◆ **What is expected**: Return the entries in full, exactly as written.

Collected data
▬▬▬▬▬▬
PR #3540, opened 2021-10-04
TST: add answer testing to bleeding edge CI

neutrinoceros:
## PR Summary
matplotlib 3.5 is about to be released, and answer tests are clearly much better at catching integration bugs, so it seems like agood opportunity to add our answer test suite to the "bleeding edge" CI workflow. Hopefully we don't catch anything weird. Otherwise, matplotlib's maintainers are on the lookout so we still have a chance to report stuff before the actual release is out.

### DIFF
--- a/.github/workflows/bleeding-edge.yaml
+++ b/.github/workflows/bleeding-edge.yaml
@@ -17,8 +17,16 @@ on:
 
 jobs:
   build:
+    strategy:
+      matrix:
+        include:
+          - tests-type: unit
+            python-version: '3.10-dev'
+          - tests-type: answer
+            python-version: 3.7
+
     runs-on: ubuntu-latest
-    name: Python3.10-dev
+    name: Future Env
     timeout-minutes: 60
 
     concurrency:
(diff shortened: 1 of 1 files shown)


neutrinoceros:
This work is now finished. I only got two non-null diffs in image comparison tests, which both look like this
Screenshot 2021-10-05 at 07 14 04

So we should be able to bump these answers and then merge this PR.
However #3520 is set to bump the very same images for different reasons, so the present works should wait for _that_ PR to resolve first. I'll keep it as a draft in the mean time.

neutrinoceros:
We also have good reasons to think that we'll need to bump images using symlog colorbars after matplotlib 3.5 drops, since it should re-enable minor ticks drawing. The present PR should not be considered for merging before that.

neutrinoceros:
Changed my mind, I don't think this is a good idea anymore: catching subtle changes like the one above well ahead of any matplotlib release will not help much, and I fear that subtle, unimportant changes are far more common than the ones we'd want to see early. In general doing this will increase maintenance cost but the expected gain isn't clear. Closing.

PR #3550, opened 2021-10-11
Restrict sympy to 1.8

Xarthisius:
See https://github.com/sympy/sympy/issues/22241


neutrinoceros:
There's one failure remaining, which I believe is only due to an unfortunate chronology with merging #3520 and #3533 
the actual result is correct, @Xarthisius, can you bump ?

neutrinoceros:
We need this to resolve issues on the 4.0.x branch

Issue #3537, opened 2021-10-01
viz: Should a linear scaling be used automatically when the value range is narrow ?


neutrinoceros:
Trying to fix #3229 makes me think that it could be an opportunity to make norm selection a little more clear, and in particular it seems like a good time to propose a new rule.
So here's an example to illustrate how our current scale selection rules can be damaging for data readability
```python
import numpy as np
import yt

d = {'my_fake_density': np.random.random_integers(1, 3, size=(64,64,64))}

ds = yt.load_uniform_grid(d, [64,64,64])
p = yt.SlicePlot(ds, "z", ('stream', 'my_fake_density'))
p.set_log(('stream', 'my_fake_density'), True, linthresh=1.e-3)
p.set_zlim(('stream', 'my_fake_density'), -1, 1)
p.save()
```
output:
![UniformGridData_Slice_z_my_fake_density](https://user-images.githubusercontent.com/14075922/135618002-adef4a03-72a2-4e20-afcb-277353e2afdb.png)
The default colorscale is actually pretty obscure because a log norm isn't appropriate here.
(note: I've used my branch #3536 to produce this picture to avoid distraction from an unrelated colorbar bug)
<details> <summary>Using yt's main branch</summary>

![UniformGridData_Slice_z_my_fake_density](https://user-images.githubusercontent.com/14075922/135618140-3cf9bf0f-bc12-439d-9584-7413ad158149.png)

</details>
)

As an easy fix to the issue above, I'm proposing that we use linear scaling by default instead of log *on the condition that the value range is below 2 orders of magnitude*. I believe this can be achieved at the same time as a fix to #3229.

Of course this criterion isn't sufficient and it would also make sense to compare the variance of the image VS the variance of its log, but I don't really like the idea of piling up layers of magic here, as the existing norm-selection mechanism is already proving difficult to maintain against a large range of matplotlib versions.
In an ideal world, we should expose the color norm completely so all of matplotlib's flexibility is available to our users.
I would like to do that in the future, but for now I want to focus on having sensible defaults.

neutrinoceros:
arguably the example in the OP is terribly malformed, I don't think it's illustrating the point correctly now so I'd rather close it and maybe reopen when things stabilise with matplotlib 3.5

PR #3565, opened 2021-10-13
BUG: fix for matplotlib 3.5 + symlog + linthresh value outside data range

### LINKED ISSUE #3564: BUG: symlog colorbar with linear threshold < vmin + matplotlib 3.5
### Bug report

**Bug summary**

**Code for reproduction**

```python
import matplotlib
import numpy as np
import yt

prng = np.random.RandomState(0)
d = {'my_fake_density': prng.random_integers(1, 3, size=(64,64,64))}

ds = yt.load_uniform_grid(d, [64,64,64])
p = yt.SlicePlot(ds, "z", ('stream', 'my_fake_density'))
p.set_log(('stream', 'my_fake_density'), True, linthresh=1.e-3)
p.save(f"/tmp/mpl_{matplotlib.__version__}_")
```

**Actual outcome**
mpl_3 5 0rc1__Slice_z_my_fake_density

**Expected outcome**
This is the result of the same script, using matplotlib 3.4.3
mpl_3 4 3__Slice_z_my_fake_density

Arguably, the behaviour with MPL 3.4 can be considered canonical, but maybe we need to add a warning when the value of `linthresh` is under the actual minimum value.

I note that this reference behaviour,  setting the lower limit of the colobar to the data's minimum rather than the user required linthresh, is in line with what can be obtained in both matplotlib 3.4 and 3.5 without yt:
```python
from matplotlib.colors import SymLogNorm
import matplotlib
import numpy as np

prng = np.random.RandomState(0)
data = prng.random_integers(1, 3, size=(64,64))

fig, ax = plt.subplots()
im = ax.imshow(data, norm=SymLogNorm(linthresh=1e-2))
cb = fig.colorbar(im)
file = f"/tmp/threshold_mpl_{matplotlib.__version__}.png"
fig.savefig(file)
```
gives
threshold_mpl_3 4 3

neutrinoceros:
## PR Summary
fix #3564

Here's the results from #3564's script with this branch with matplotlib 3.4 or 3.5
mpl_3 5 0rc1__Slice_z_my_fake_density

So we even gained minor ticks for matplotlib 3.4, which alleviate most of the problem I reported in #3537 🎉 
opening as a draft for now, will open for review if CI stays green

### DIFF
--- a/yt/visualization/base_plot_types.py
+++ b/yt/visualization/base_plot_types.py
@@ -1,3 +1,4 @@
+import warnings
 from io import BytesIO
 
 import matplotlib
@@ -12,7 +13,7 @@ from yt.funcs import (
     mylog,
 )
 
-from ._commons import get_canvas, validate_image_name
+from ._commons import MPL_VERSION, get_canvas, validate_image_name
 
 BACKEND_SPECS = {
     "GTK": ["backend_gtk", "FigureCanvasGTK", "FigureManagerGTK"],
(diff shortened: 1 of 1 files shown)


neutrinoceros:
switching to draft while we're stabilising the auto backport system

neutrinoceros:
▬▬▬▬▬▬
◆ **Problem solution**:
PR #3540, opened 2021-10-04
TST: add answer testing to bleeding edge CI

neutrinoceros:
## PR Summary
matplotlib 3.5 is about to be released, and answer tests are clearly much better at catching integration bugs, so it seems like agood opportunity to add our answer test suite to the "bleeding edge" CI workflow. Hopefully we don't catch anything weird. Otherwise, matplotlib's maintainers are on the lookout so we still have a chance to report stuff before the actual release is out.

### DIFF
--- a/.github/workflows/bleeding-edge.yaml
+++ b/.github/workflows/bleeding-edge.yaml
@@ -17,8 +17,16 @@ on:
 
 jobs:
   build:
+    strategy:
+      matrix:
+        include:
+          - tests-type: unit
+            python-version: '3.10-dev'
+          - tests-type: answer
+            python-version: 3.7
+
     runs-on: ubuntu-latest
-    name: Python3.10-dev
+    name: Future Env
     timeout-minutes: 60
 
     concurrency:
(diff shortened: 1 of 1 files shown)


neutrinoceros:
This work is now finished. I only got two non-null diffs in image comparison tests, which both look like this
Screenshot 2021-10-05 at 07 14 04

So we should be able to bump these answers and then merge this PR.
However #3520 is set to bump the very same images for different reasons, so the present works should wait for _that_ PR to resolve first. I'll keep it as a draft in the mean time.

neutrinoceros:
We also have good reasons to think that we'll need to bump images using symlog colorbars after matplotlib 3.5 drops, since it should re-enable minor ticks drawing. The present PR should not be considered for merging before that.

neutrinoceros:
Changed my mind, I don't think this is a good idea anymore: catching subtle changes like the one above well ahead of any matplotlib release will not help much, and I fear that subtle, unimportant changes are far more common than the ones we'd want to see early. In general doing this will increase maintenance cost but the expected gain isn't clear. Closing.

PR #3550, opened 2021-10-11
Restrict sympy to 1.8

Xarthisius:
See https://github.com/sympy/sympy/issues/22241


neutrinoceros:
There's one failure remaining, which I believe is only due to an unfortunate chronology with merging #3520 and #3533 
the actual result is correct, @Xarthisius, can you bump ?

neutrinoceros:
We need this to resolve issues on the 4.0.x branch

Issue #3537, opened 2021-10-01
viz: Should a linear scaling be used automatically when the value range is narrow ?


neutrinoceros:
Trying to fix #3229 makes me think that it could be an opportunity to make norm selection a little more clear, and in particular it seems like a good time to propose a new rule.
So here's an example to illustrate how our current scale selection rules can be damaging for data readability
```python
import numpy as np
import yt

d = {'my_fake_density': np.random.random_integers(1, 3, size=(64,64,64))}

ds = yt.load_uniform_grid(d, [64,64,64])
p = yt.SlicePlot(ds, "z", ('stream', 'my_fake_density'))
p.set_log(('stream', 'my_fake_density'), True, linthresh=1.e-3)
p.set_zlim(('stream', 'my_fake_density'), -1, 1)
p.save()
```
output:
![UniformGridData_Slice_z_my_fake_density](https://user-images.githubusercontent.com/14075922/135618002-adef4a03-72a2-4e20-afcb-277353e2afdb.png)
The default colorscale is actually pretty obscure because a log norm isn't appropriate here.
(note: I've used my branch #3536 to produce this picture to avoid distraction from an unrelated colorbar bug)
<details> <summary>Using yt's main branch</summary>

![UniformGridData_Slice_z_my_fake_density](https://user-images.githubusercontent.com/14075922/135618140-3cf9bf0f-bc12-439d-9584-7413ad158149.png)

</details>
)

As an easy fix to the issue above, I'm proposing that we use linear scaling by default instead of log *on the condition that the value range is below 2 orders of magnitude*. I believe this can be achieved at the same time as a fix to #3229.

Of course this criterion isn't sufficient and it would also make sense to compare the variance of the image VS the variance of its log, but I don't really like the idea of piling up layers of magic here, as the existing norm-selection mechanism is already proving difficult to maintain against a large range of matplotlib versions.
In an ideal world, we should expose the color norm completely so all of matplotlib's flexibility is available to our users.
I would like to do that in the future, but for now I want to focus on having sensible defaults.

neutrinoceros:
arguably the example in the OP is terribly malformed, I don't think it's illustrating the point correctly now so I'd rather close it and maybe reopen when things stabilise with matplotlib 3.5

PR #3565, opened 2021-10-13
BUG: fix for matplotlib 3.5 + symlog + linthresh value outside data range

### LINKED ISSUE #3564: BUG: symlog colorbar with linear threshold < vmin + matplotlib 3.5
### Bug report

**Bug summary**

**Code for reproduction**

```python
import matplotlib
import numpy as np
import yt

prng = np.random.RandomState(0)
d = {'my_fake_density': prng.random_integers(1, 3, size=(64,64,64))}

ds = yt.load_uniform_grid(d, [64,64,64])
p = yt.SlicePlot(ds, "z", ('stream', 'my_fake_density'))
p.set_log(('stream', 'my_fake_density'), True, linthresh=1.e-3)
p.save(f"/tmp/mpl_{matplotlib.__version__}_")
```

**Actual outcome**
mpl_3 5 0rc1__Slice_z_my_fake_density

**Expected outcome**
This is the result of the same script, using matplotlib 3.4.3
mpl_3 4 3__Slice_z_my_fake_density

Arguably, the behaviour with MPL 3.4 can be considered canonical, but maybe we need to add a warning when the value of `linthresh` is under the actual minimum value.

I note that this reference behaviour,  setting the lower limit of the colobar to the data's minimum rather than the user required linthresh, is in line with what can be obtained in both matplotlib 3.4 and 3.5 without yt:
```python
from matplotlib.colors import SymLogNorm
import matplotlib
import numpy as np

prng = np.random.RandomState(0)
data = prng.random_integers(1, 3, size=(64,64))

fig, ax = plt.subplots()
im = ax.imshow(data, norm=SymLogNorm(linthresh=1e-2))
cb = fig.colorbar(im)
file = f"/tmp/threshold_mpl_{matplotlib.__version__}.png"
fig.savefig(file)
```
gives
threshold_mpl_3 4 3

neutrinoceros:
## PR Summary
fix #3564

Here's the results from #3564's script with this branch with matplotlib 3.4 or 3.5
mpl_3 5 0rc1__Slice_z_my_fake_density

So we even gained minor ticks for matplotlib 3.4, which alleviate most of the problem I reported in #3537 🎉 
opening as a draft for now, will open for review if CI stays green

### DIFF
--- a/yt/visualization/base_plot_types.py
+++ b/yt/visualization/base_plot_types.py
@@ -1,3 +1,4 @@
+import warnings
 from io import BytesIO
 
 import matplotlib
@@ -12,7 +13,7 @@ from yt.funcs import (
     mylog,
 )
 
-from ._commons import get_canvas, validate_image_name
+from ._commons import MPL_VERSION, get_canvas, validate_image_name
 
 BACKEND_SPECS = {
     "GTK": ["backend_gtk", "FigureCanvasGTK", "FigureManagerGTK"],
(diff shortened: 1 of 1 files shown)


neutrinoceros:
switching to draft while we're stabilising the auto backport system

neutrinoceros:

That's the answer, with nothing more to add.